In all the documents on mixed precision training, I never really see this part addressed.

I also found this somewhat inconclusive post: Performance (Training Speed) of Autocast Bfloat16

AlbertZeyer · May 15, 2023, 8:37am

Ah, I was just checking the original paper introducing automatic mixed precision training, and it explains it (Sec 3.1):

In mixed precision training, weights, activations and gradients are stored as FP16. In order to match the accuracy of the FP32 networks, an FP32 master copy of weights is maintained and updated with the weight gradient during the optimizer step. In each iteration an FP16 copy of the master weights is used in the forward and backward pass. …
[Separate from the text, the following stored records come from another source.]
PR #495, opened 2019-02-02
Prosthetics Overhaul 

JohnOxford:
## Description
adds different tiers of prosthetic limbs, for upgrades and the such in preparation for modular limbs.
tier 1 - surplus limbs
tier 2 - salvaged limbs
tier 3 - forged limbs
tier 4 - manufactured limbs
tier 5 - alloy limbs
tier 6 - combat limbs

## Motivation and Context
in the future, adding a negative quirk for getting a high tier limb would be a thing, also allows admins
to spawn them in in the future, additionally, map changes would allow advanced limbs to spawn in
dungeons

only tier 6 limbs are "better" than normal human limbs, the logic being that if you have a amputation, having a limb slightly worse than normal human limbs would be better than having a limb that is significantly worse. which all in all is better than having no limb at all.

future plans including adding quirks for it, not requiring surgery to switch limbs, and the ability to repair or upgrade limbs (perhaps giving all the useless shitty items laying around a purpose)

## How Has This Been Tested?
Travis and such

### DIFF
--- a/code/modules/surgery/bodyparts/robot_bodyparts.dm
+++ b/code/modules/surgery/bodyparts/robot_bodyparts.dm
@@ -216,31 +216,163 @@
 	..()
 
 
-
+// tier 1
 
 /obj/item/bodypart/l_arm/robot/surplus
-	name = "surplus prosthetic left arm"
+	name = "surplus mechanical left arm"
 	desc = "A skeletal, robotic limb. Outdated and fragile, but it's still better than nothing."
 	icon = 'icons/mob/augmentation/surplus_augments.dmi'
 	max_damage = 20
 
 /obj/item/bodypart/r_arm/robot/surplus
-	name = "surplus prosthetic right arm"
+	name = "surplus mechanical right arm"
 	desc = "A skeletal, robotic limb. Outdated and fragile, but it's still better than nothing."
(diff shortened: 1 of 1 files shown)


UndeadNappist:
Do each of these new limbtypes have a different in-hand and different on-body sprite?

JTGSZ:
Im curious to see what kind of icons you drum up.

JohnOxford:
they're planned in the foreseeable future, but with the limited amount of pixels for individual limbs, i wouldn't expect anything ground breaking. perhaps both ends of the spectrum (tier 1 and tier 6) will resemble the curved bladed spring running thing, short of that, everything in between would likely end up being just different varieties of grey/black/white combos. maybe adding some lighting for the upper tiers.

RenGusta:
This isn't at all appropriate for our server. If you could implement a single kind of prosthesis, being 'improvised' that works as a dummy limb with no actual use, like a wooden arm to let you use two handed weapons if you lose a limb, that would be all I support.

We don't need 6 tiers of prostheses when we would barely have more than peg legs.

UndeadNappist:
I just wanted them to be visually different and interesting. Part of the game is visual.

PR #500, opened 2019-02-03
Revert "Ma fix your goddamn code"

improvedname:
Reverts BadDeathclaw/TG-Claw#484


UndeadNappist:
Needs to be connected with a fix that makes it less likely to cause the same runtime and oopsy issues again. Put this in front of another commit for the armor itself.

PR #503, opened 2019-02-03
updates jet recipe so it doesent need a spraycan

companoo:
spray cans are rare and people should make more jet

also adds welder to make it harder(?)


Kimochiiiiiiiiiiiiii:
You know you can print them in autolathes and that they are cheap to, right?

UndeadNappist:
Why not make empty spraycans hand-craftable from steel sheets? Then we can add mechanics for filling it and making paint later.

PR #540, opened 2019-02-09
Adds greyscale dildos

improvedname:
dildos now spawn with random colors


Raze500:
**HmmMmmmMMm Yes finally i can't harrass people with differents colours.**

PR #546, opened 2019-02-11
Attempt numero uno on jobs and quirks not saving

UndeadNappist:
Fixes quirk preferences being carried over, but isn't a real 'fix'.

Job preferences now save properly.

What's happening is that the datum is being saved somewhere in the interim state and then instead of being cleared and overwritten by selected slots, it's overwriting selected slots regardless of what they are.

Navigating this horrible maze is giving me a headache, so I'll pick this up later.

### DIFF
--- a/code/__DEFINES/jobs.dm
+++ b/code/__DEFINES/jobs.dm
@@ -42,6 +42,8 @@
 #define MIME			(1<<12)
 #define ASSISTANT		(1<<13)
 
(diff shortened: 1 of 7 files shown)


UndeadNappist:
Fixed now, no runtimes. Saves properly.

It could probably be optimized but for now you get spaghetti.

UndeadNappist:
Tests done, ready to merge. @rhicora

rhicora:
I trust you honey.

PR #550, opened 2019-02-11
Update legion.dm

UndeadNappist:
Same problem with Legate, only working the other direction. Job is still joinable, just not selectable on setup.


Raze500:
Wait so you can legate now?

PR #561, opened 2019-02-13
Holopad design removal

GhostEcho:
Due to increasing amounts of "not" metagame by the BoS using it to "not" bypass the spirit of the no metagaming rules to find the vault, holopads are being removed from RnD designs. Will potentially be re-added in if we can create separate networks for them, but for now, cutting down the amount of "not" metagaming


ErwinSnowden:
Add faction protolathes, Vault can print most things except security/defense technology(the state of their protolathe is abysmal ever since the nerfs, can't even make a fucking mining drill), Enclave can print anything with their RnD set and the BoS can print whatever fits their bill i guess. Vault still uses them and it's a pain in the ass to not be able to build more for announcements on holodisks, We could put a holopad outside of the vault door so people could contact us with it, put one into the overseers office too, with a limited amount of holopads for every faction what am I supposed to do? Intercomms are broke.

improvedname:
erwin does has a point. its time to kill the omnilathe off

improvedname:
@UndeadNappist this can be closed, gonna seperate the bos/vault tec network in the materials rework.

GhostEcho:
@improvedname good man then

PR #566, opened 2019-02-14
updates cigarettes to be not spacey + techweb shit i have no idea how to fix

companoo:
title tbh

reason i deleted most cigs is because they arent ingame, we can add our own later if needed


UndeadNappist:
Try restarting from a cleaned up master branch and then putting the changes you want in there.
1. Copy your changes into a separate file somewhere and save it.
2. Open the command prompt.
3. git checkout master
4. git pull https://github.com/BadDeathclaw/TG-Claw.git master
5. git rebase origin master -force
This'll make your master branch look exactly like this git's master branch, and you'll lose everything in it so be careful.
Then do the edits in a new branch from there.

PR #568, opened 2019-02-14
cigarettes this one actually works

companoo:
updates cigarettes to real life variants, basically QOL

doesn't change there hierarchies


rhicora:
This breaks the build, please look into why that is happening.

UndeadNappist:
But it does delete paths or change them, which means that things that may call on them in a list will break. Check what Travis says.
Also remember to compile before submitting.
image

companoo:
not sure how i fucked up cigs

companoo:
fixed the one error that came up

UndeadNappist:
Did you double-check to investigate how the vending machines call on lists so it doesn't runtime every time you try to interact with or spawn a cig vending machine?

PR #569, opened 2019-02-14
removes space from instruments

companoo:
removes a few words

### DIFF
--- a/code/game/objects/items/devices/instruments.dm
+++ b/code/game/objects/items/devices/instruments.dm
@@ -44,7 +44,7 @@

While the need for FP32 master weights is not universal, there are two possible reasons why a number of networks require it. One explanation is that updates (weight gradients multiplied by the learning rate) become too small to be represented in FP16 - any value whose magnitude is smaller than 2^(−24) becomes zero in FP16. …

Another explanation is that the ratio of the weight value to the weight update is very large. In this case, even though the weight update is representable in FP16, it could still become zero when addition operation right-shifts it to align the binary point with the weight. …

J_Johnson · May 15, 2023, 8:47am

This thread explains the difference:

bfloat16 is more ML friendly. It gives a much wider range of values with just less precision in each stepwise difference.

Take any large model and print out your parameters:

for param in model.parameters():
    print(param)

If you’re in float32 and the model has in excess of 1 billion parameters, you will likely see many of the values are very small.

However, the smallest normal positive value float16 can have is 6.10 × 10−5. While bfloat16 can go down to 10-38. Hence float16 may require additional scaling.

Additionally, due to the nature of bfloat16 capping precision, it may act as an additional regularization to prevent some overfitting. Thus making models in bfloat16 better able to generalize.

AlbertZeyer · May 15, 2023, 10:43am

Sorry, I realize my question could be misinterpret.

I did not ask on float16 vs bfloat16.

I asked about float32 vs (b)float16. In AMP training, you still have parameters in float32, and then they are automatically casted. My question is, why is this casting needed? Why not directly store the params in (b)float16?

ptrblck · May 15, 2023, 2:18pm

Your posted reference explains it already and master parameter/gradient copies would be needed. This mechanism was used in the legacy apex.amp as its O2 style mixed-precision training.